Obviously temperament comes first..but, until sunday I have nothing else to go on. lol. 

These are the pups I have to choose from (4 males all great temperaments supposedly): 

Sorry for the bad pics. Breeder took them with flash on outside it looks like...

pup 1 









pup 2 









pup 3 









pup 4 









mom









dad









Thanks!!


----------



## LaRen616 (Mar 4, 2010)

Puppy # 4

Come on down!!!


----------



## Courtney (Feb 12, 2010)

#4 based on pics alone

How exciting for you!


----------



## EchoGSD (Mar 12, 2010)

#4 has the brightest expression...although all expressions could have (and probably did) change immediately after the picture was taken!


----------



## GSDSunshine (Sep 7, 2009)

Pup 1 gets my vote!


----------



## JKlatsky (Apr 21, 2007)

I like that Pup2 and Pup4 look like they have more forward facing ears that look like they're starting to come up. I would be concerned about ears since Mom appears to have soft ears. I like the coloring on 1 and 4. 1 also looks heavir boned, although it's difficult to tell in the pictures.

But you are of course right. Temperament first and foremost. And then truthfully health. Pups should all be alert and active and if at all possible I would want to see and interact with Mom and Dad.


----------



## chevysmom (Feb 15, 2008)

I like how dark puppy #1 is. I could never choose based on photos alone though. Good luck!


----------



## JakodaCD OA (May 14, 2000)

I like number 1 who looks like a bruiser)


----------



## elisabeth_00117 (May 17, 2009)

I remember when my breeder would post photo's of the puppies on her website, she would then inform us waiting (we were not guarenteed a puppy from her though - she matched potential homes with puppies) to go and look.

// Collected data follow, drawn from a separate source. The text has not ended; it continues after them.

Issue #1535, opened 2023-09-27
Flax Editor Rebuilds csproj File, Causing Loss of Solution-Wide Analyze Data in Rider


schmidt-florian:
**Issue Description**
When the Flax Editor rebuilds the .csproj file, Rider loses all the solution-wide analyze data. This forces Rider to re-analyze all files, which is a time-consuming process, especially for large projects.

This also happens with Visual Studio and Resharper.

**Steps to Reproduce**
Open a Flax Engine solution in Rider.
Perform some actions in Rider that trigger a .csproj file rebuild (e.g., adding a new script).
Switch back to Flax Editor. (sometimes not needed because flax will try to rebuild in the background)
Switch back to Rider.

**Expected Behavior**
Rider should retain the solution-wide analyze data even after the .csproj file is modified by the Flax Editor.

**Actual Behavior**
Rider loses all solution-wide analyze data and starts re-analyzing all files, which takes a significant amount of time for large projects.

**System Information**
Flax Engine Version: master branch 248304a
Rider Version: 2023.2.2

mafiesto4:
Fixed in #1538

PR #1538, opened 2023-09-27
Always generate additional Visual Studio solution files for all platforms

GoaLitiuM:
Fixes ~~# 1537~~ (sorry wrong issue) and possibly other Intellisense issues regarding VSCode, especially in non-Windows platforms where VSCode workspace files are always generated with default `-genproject` options.


GoaLitiuM:
Fixes https://github.com/FlaxEngine/FlaxEngine/issues/1535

I had this female picked out, she was sooo cute (I still have her photo). Based on photo's alone, I wanted her.

I ended up with a male from that litter which was actually one of the photo's I thought looked funny.. lol. Stark did not take good puppy photo's! Hahahaha..

Good luck with your new puppy! Maybe ask the breeder to get some video of the puppies so you can see them interacting with eachother and with the breeder? If your breeder does not choose for you, this will be a good way to assess the puppies temperament.


----------



## SylvieUS (Oct 15, 2009)

Always one to be different...I like pup #2  (obviously just based on the pics)


----------



## dvaughan (May 13, 2010)

Pup #1 for sure!!!


----------



## GSDSunshine (Sep 7, 2009)

Just wondering, It looks like I see tar heeling and toe penciling on pup # one, but I see a lot of tan. Anyone think he might be a Bi-color?


----------



## sychak (May 12, 2010)

First, thanks for the opinions so far! I can't wait to actually see them and watch them play and all that fun stuff! 2 more days! 

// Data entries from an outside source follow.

PR #1541, opened 2023-09-28
Better light theme (Style) support, added a 2nd Default (light) theme

Radiangames:
Three changes to make light themes/Styles work better and to include one by default.

1) Added ForegroundViewport as a new color.  It is used in the main game viewport (ViewportWidgetButton), and the viewport for rendering of particles and materials.  It is needed because the default foreground in a Light theme is black, but black does not work well in a viewport.  A new color seemed appropriate.

2) Fixed the profiler window to use the Foreground color in multiple text elements, instead of Color.White (or no default TitleColor).  This includes  the Row class, Asset class, SingleChart class, Timeline Class, and more.

3) Added a second theme/Style (DefaultLight) to include with the engine.  It uses RGB float values because those were easier to transfer from the saved values that I had created (and they're easier for me to edit if necessary).  I tried to emulate how the Default theme is created/loaded/etc as closely as possible.

### DIFF
--- a/Source/Editor/Content/Tree/ContentTreeNode.cs
+++ b/Source/Editor/Content/Tree/ContentTreeNode.cs
@@ -86,6 +86,7 @@ namespace FlaxEditor.Content
                 Folder.ParentFolder = parent.Folder;
                 Parent = parent;
             }
+            IconColor = Style.Current.Foreground;
         }
 
         /// <summary>
--- a/Source/Editor/GUI/AssetPicker.cs
+++ b/Source/Editor/GUI/AssetPicker.cs
@@ -395,8 +395,8 @@ namespace FlaxEditor.GUI
             else
             {
                 // No element selected
-                Render2D.FillRectangle(iconRect, new Color(0.2f));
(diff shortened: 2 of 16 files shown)


MineBill:
Hey, i really like this! The default light theme looks so good!
I'd like to point out some areas i found that need some more work:

The "No asset select" background is a bit transparent, so on a white background there is not a lot of contrast to read the message.
image

Inspectors for arrays and dictionaries still use a dark background color.
image
image

The icons on the Game Cooker window are very dark.
image

The folder icons on the tree view of the content window are white. Not sure if you can just change the color of icon from code or a different icon set is needed for this.
image

Again, thank you for this!

Radiangames:
> Hey, i really like this! The default light theme looks so good! I'd like to point out some areas i found that need some more work:

Hi MineBill, thanks for finding these cases and including pics!  I will update the branch with fixes for these a little later today.  Will again try to keep the code changes as minimal as possible.

Cheers,
Luke

Radiangames:
> I'd like to point out some areas i found that need some more work:

I believe I have fixed all the issues.  Please let me know if I missed anything.  

Thanks again for the help in improving light theme support!

mafiesto4:
This looks nice! But hurts eyes out of brightness xD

And GSDSunshine, I was thinking the same thing about number 1 being a bicolor. 

Since this is my first time picking out a gs puppy, are there any negatives or positives about picking the big boned pup? Do any of these look like they'll have longer or plush coats? I know, dumb questions..but you never know unless you ask!!


----------



## kiya (May 3, 2010)

Did anyone come to you?


----------



## StryderPup (May 16, 2009)

I like 1 or 3..they look large!


----------



## DonP (Apr 13, 2009)

I say #2. But when Sunday comes around I'm sure one of them will speak to you. Then you'll know.


----------



## sychak (May 12, 2010)

Update!!! 
I picked pup number 1! 
He seemed to have the best temperament overall. Wasn't in your face (or my kids) but wasnt shy either. And my hubby liked the way he played back with his littermates. 
He looks like he will be BIG. 
First night home went great! Slept all night! 

Thanks everyone for giving me your opinions on the pictures.


----------



## GSDSunshine (Sep 7, 2009)

Yay!!!! Congrats on the new addition! Can't wait for more pictures! lol


----------